How to Say No Without Sounding Like a Jerk

Supporting my clients often involves helping them say no to people making unrealistic demands. My role is to coach them on good ways to decline requests without putting their reputations at risk.

Here are some communication techniques I recommend:

  • Stop saying yes. Because we want to make positive impressions, we say yes before thinking through what we’re committing to. Better to say, “Let me give that some thought.”
  • Know your priorities. When a client’s request puts you in an uncomfortable situation, try a response such as “One of the ways that we have been able to best support our customers is by remaining true to our mission. We would be going outside of our core focus if we took on this project. However, I’m happy to help you source this work out to one of our trusted service partners.”
  • Craft the right phrase. Be clear that you’re not going to fulfill the request, but be considerate of everyone involved.
  • Avoid email. The harder you believe the news will be for the recipient to hear, the closer you should be to him or her when you deliver it. The best option: Speak to them in person.
  • Act quickly. Nobody wants to be told no. Making them wait to hear it only makes it worse.
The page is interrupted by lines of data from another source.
PR #3168, opened 2026-07-15
feat: support global pre_install.sh and post_install.sh hooks

redscholar:
### What type of PR is this?

/kind feature
/kind api-change

This PR refines the pre/post-installation hook script mechanism to support a deterministic, three-tier execution order:

1. **Global script**: if `scripts_dir/pre_install.sh` (resp. `post_install.sh`) exists, copy it to all nodes and execute it first.
2. **Group scripts**: for each group listed in `pre_install_groups` / `post_install_groups` (in order), if the host belongs to that group and `scripts_dir/<group>/pre_install.sh` (resp. `post_install.sh`) exists, copy and execute it.
3. **Host-specific script**: execute `pre_install_<inventory_hostname>.sh` / `post_install_<inventory_hostname>.sh` last.

`add_nodes.yaml` is updated to also import `hook/post_install.yaml` so that post-install hooks run when adding nodes, consistent with `create_cluster.yaml`.

Fixes #

```
- No Go code changes; only built-in playbooks, defaults, and docs are modified.
- The previous `.pre_install` / `.post_install` config-based script list is replaced by `pre_install_groups` / `post_install_groups`. Users of the old config will need to migrate.
- Group script execution uses a shell `for` loop over the ordered group list instead of `find ... | sort`, guaranteeing the configured order even when a host belongs to multiple groups.
- The `when` path for hostname scripts in post_install.yaml is fixed to match the actual `src` path (no extra `/scripts/` segment).
```

```release-note
Support ordered global, group, and host-specific pre/post-install hook scripts. The previous `.pre_install` / `.post_install` config variables are replaced by `pre_install_groups` / `post_install_groups`; users switching to this release must update their configuration (action required).
```

```docs
- Updated docs/en/reference/playbooks/create_cluster.md to describe the new global → group → hostname hook script order.
- Updated docs/zh/reference/playbooks/create_cluster.md to describe the same order.
- Updated docs/en/reference/playbooks/add_nodes.md and docs/zh/reference/playbooks/add_nodes.md to include detailed pre/post hook flows.
```


redscholar:
@gemini review

PR #3243, opened 2026-09-11
feat(native): make OS package list configurable via native.packages

redscholar:
### What type of PR is this?

/kind feature

## What does this PR do

Make the OS packages installed during node initialization configurable through `native.packages`, and fix the package names used by the RHEL branch.

### Background / Motivation

The package list was hardcoded in `install_package.yaml` — `socat conntrack ipset ebtables chrony ipvsadm`, duplicated in the Debian and the RHEL task — so users could neither inspect it nor change it.

Two further problems came with it:

1. The RHEL task reused Debian package names. `conntrack` and `nfs-kernel-server` do not exist in RHEL repositories; the correct names are `conntrack-tools` and `nfs-utils`. KubeKey's own offline ISO list (`hack/gen-repository-iso/packages.yaml`, consumed as `.common[] + .rpms[]` / `.common[] + .debs[]`) already used the correct RPM names, so the runtime list had been out of sync with the ISO contents it ships.
2. The "already installed" check was a `case` statement with 8 branches, each using a different probe (`command -v`, `ipset list`, `ebtables -L`, `systemctl show -p LoadState`, `nft --version`), duplicated in both tasks. Any package outside that `case` — including every user-defined package — was silently dropped from the install list. The `chrony` branch probed `chronyd.service`, a unit name that does not exist on Debian (it is `chrony.service`), so `chrony` was reinstalled on every run.

### Implementation

1. The list is exposed as `native.packages.debs` and `native.packages.rpms`, declared per package manager with real distribution package names.
2. Both `PKGS` lines render from the corresponding parameter, so each distribution installs names that actually exist there.
3. The probe is reduced to a single query against the native package database (`dpkg-query -W -f='${Status}' | grep "install ok installed"` on Debian, `rpm -q --quiet` on RHEL). Once the configured names are real, the package database is authoritative and no binary-name fallback is required — which also means arbitrary user packages now work.
4. Conditional packages: `nftables` is appended when `kubernetes.kube_proxy.mode` is `nftables`; when the inventory defines a non-empty `nfs` group, the NFS server package is installed on that group's nodes (`nfs-kernel-server` / `nfs-utils`) and the NFS client package on all other nodes (`nfs-common` / `nfs-utils`), so workloads on those nodes can mount NFS volumes. On RPM, `nfs-utils` ships both roles, so no per-node split is needed.

### Key Changes

| File | What changed |
|---|---|
| `builtin/core/roles/defaults/defaults/main/02-native.yaml` | Added `native.packages.debs` / `native.packages.rpms` holding the previous defaults, with real package names per distribution |
| `builtin/core/roles/native/repository/tasks/install_package.yaml` | Both `PKGS` lines render from the new parameters; the 8-branch `case` probe is replaced by a single package-manager query; conditional `nftables` / NFS handling updated |
| `docs/en/reference/config.md`, `docs/zh/reference/config.md` | Documented the two parameters, their defaults and the conditional packages |
| `docs/en/installation/README.md`, `docs/zh/installation/README.md` | Split the OS dependency list per distribution |

## Impact

- **Affected modules**: `builtin/core` (native role, node initialization)
- **API changes**: N/A
- **Config changes**: New `native.packages.debs` / `native.packages.rpms`; defaults equal the previously hardcoded list, with `conntrack-tools` instead of `conntrack` on the RPM side
- **Dependency changes**: N/A

## Breaking Changes

None. Debian behaviour is unchanged. On RHEL, the packages passed to `yum` are now names that exist (`conntrack-tools`, `nfs-utils` instead of `conntrack`, `nfs-kernel-server`).

Fixes #

### Verification performed

- [x] Local build passes (`make kk`)
- [ ] Integration / E2E tests pass
- [x] Manual verification

### Steps to verify

1. `make kk`, then run a config that triggers the native role and inspect the rendered `PKGS` line.
2. Render both `PKGS` templates through `pkg/converter/tmpl` for four cases: no `nfs` group, an `nfs` node, a non-`nfs` node, and `kube_proxy.mode=nftables`.
3. Expected: the base list only, plus `nfs-kernel-server` on an `nfs` node, plus `nfs-common` on the others, plus `nftables` when the proxy mode is `nftables`.
4. On a real host, confirm already-installed packages are skipped and only missing ones reach apt/yum.

### Test coverage

Template rendering was verified for both branches across 5 scenarios (no `nfs` group; `nfs` node; k8s node; each of the latter with `nftables`), plus the case where only one of `debs` / `rpms` is configured. Both YAML files parse, and both rendered scripts pass `sh -n`. No unit test is added: the logic lives in embedded YAML playbooks and the repository has no harness for role task templates.

## Rollback

Plain revert. The change is confined to a defaults file and one task file, so `git revert` restores the previous hardcoded list.

```release-note
Add `native.packages.debs` and `native.packages.rpms` to customize the OS packages installed during node initialization. On RHEL, `conntrack-tools` and `nfs-utils` are now installed instead of the previously incorrect `conntrack` and `nfs-kernel-server`. When the inventory defines an `nfs` group, the NFS client package is installed on the remaining nodes.
```

## Checklist

- [ ] Tests added or updated
- [x] Docs / CHANGELOG updated (if needed)
- [x] Local lint and build pass (`make kk`)

```docs

```

## Notes for Reviewer

- Removing the `case` probe is what makes `native.packages.*` work for arbitrary packages; the trade-off is that package-specific semantic probes are gone, so package presence is judged by the package database only.
- `builtin/capkk/roles/init/init-os/tasks/init_repository.yaml` carries the same hardcoded list (4 occurrences). It is intentionally left untouched here.
- Pre-existing gap, not addressed here: the Debian offline ISO ships `nfs-common` but not `nfs-kernel-server`, so an `nfs` node installed from that ISO would still fail to obtain the server package.

### DIFF
--- a/builtin/core/roles/defaults/defaults/main/02-native.yaml
+++ b/builtin/core/roles/defaults/defaults/main/02-native.yaml
@@ -23,3 +23,25 @@ native:
   #   [hostname of the node being installed] -> corresponding node IP
   localDNS:
     - /etc/hosts
+  # OS packages installed on every node during initialization, declared per package
+  # manager with their real distribution package names.
+  # Additional packages are appended automatically when required:
+  #   - nftables when kubernetes.kube_proxy.mode is "nftables"
+  #   - when the inventory defines a non-empty "nfs" group: nfs-kernel-server (deb)
+  #     or nfs-utils (rpm) on the nodes of that group, and nfs-common (deb) or
+  #     nfs-utils (rpm) on all other nodes
+  packages:
+    debs:
+      - socat
+      - conntrack
+      - ipset
+      - ebtables
+      - chrony
+      - ipvsadm
+    rpms:
+      - socat
+      - conntrack-tools
+      - ipset
+      - ebtables
+      - chrony
+      - ipvsadm
--- a/builtin/core/roles/native/repository/tasks/install_package.yaml
+++ b/builtin/core/roles/native/repository/tasks/install_package.yaml
@@ -12,39 +12,17 @@
 - name: Repository | Initialize Debian-based repository and install required system packages
   command: |
     now=$(date +"%Y%m%d%H%M%S")
-    PKGS="socat conntrack ipset ebtables chrony ipvsadm{{ if .kubernetes.kube_proxy.mode | default "iptables" | eq "nftables" }} nftables{{ end }}{{ if .groups.nfs | default list | has .inventory_hostname }} nfs-kernel-server{{ end }}"
+    # nftables is appended when kube-proxy runs in nftables mode. When the inventory
+    # defines a non-empty "nfs" group, the NFS server package is installed on the
+    # nodes of that group and the NFS client package on all other nodes.
+    PKGS="{{ .native.packages.debs | default list | join " " }}{{ if .kubernetes.kube_proxy.mode | default "iptables" | eq "nftables" }} nftables{{ end }}{{ if .groups.nfs | default list | has .inventory_hostname }} nfs-kernel-server{{ else if .groups.nfs | default list | empty | not }} nfs-common{{ end }}"
     PKGS_TO_INSTALL=""
     for pkg in $PKGS; do
-      if [ -n "$pkg" ]; then
-        case "$pkg" in
-          socat)
-            command -v socat >/dev/null 2>&1 || PKGS_TO_INSTALL="$PKGS_TO_INSTALL socat"
-            ;;
-          conntrack)
-            command -v conntrack >/dev/null 2>&1 || PKGS_TO_INSTALL="$PKGS_TO_INSTALL conntrack"
-            ;;
-          ipset)
-            ipset list >/dev/null 2>&1 || PKGS_TO_INSTALL="$PKGS_TO_INSTALL ipset"
-            ;;
-          ebtables)
-            ebtables -L >/dev/null 2>&1 || PKGS_TO_INSTALL="$PKGS_TO_INSTALL ebtables"
-            ;;
-          chrony)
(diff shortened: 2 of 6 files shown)


redscholar:
## E2E Test Results for `native.packages`

Tested `kk create cluster` end-to-end on both Ubuntu and CentOS with the `native.packages` feature.

### Test Environment
- Ubuntu 24.04.1: `i-wzodkx5c` / 172.16.0.3
- CentOS Stream 9: `i-k2ngrd6h` / 172.16.0.2
- kk binary: `v4.0.7-6-00f68b49f14ac8-dirty` (built from this PR branch, `BUILDTAGS=builtin`)
- Command: `kk create cluster -c config.yaml -i inventory.yaml --workdir <dir>`

### Results
| Platform | Result | Details |
|----------|--------|---------|
| Ubuntu 24.04.1 | ✅ Pass | Playbook total: 339, failed: 0. Node Ready, v1.37.0, containerd 2.3.4, calico all Running |
| CentOS Stream 9 | ✅ Pass | Playbook total: 339, success: 327, ignored: 12, failed: 0. Node Ready, v1.37.0, containerd 2.3.4, calico all Running |

### Feature Verification
- Default debs/rpms list installed ✅
- Config override (`vim-enhanced` on CentOS) ✅
- `nftables` conditional (`kube_proxy.mode=nftables`) ✅
- NFS conditional (skipped when no `nfs` group) ✅
- Variable precedence: config > role defaults ✅

### Notes
- CentOS Stream 9 base image lacks `tar`; installed it manually before rerun (not a feature issue).
- `ebtables` has no standalone RPM on CentOS Stream 9; the binary is provided by `iptables-nft` (`rpm -q --provides iptables-nft` includes ebtables), so `rpm -q ebtables` reports not-installed but the functionality works.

It’s OK to set boundaries on your time and energy. But don’t give people the perception that “No” is your default response to requests.

Before you act . . .

When you need to say no, make an effort to mitigate the situation with some business diplomacy: Offer suggestions, provide referrals or resources, recommend a course of action. It may not be the response the requester wanted to hear, but it gives them something to work with when you don’t have time to help.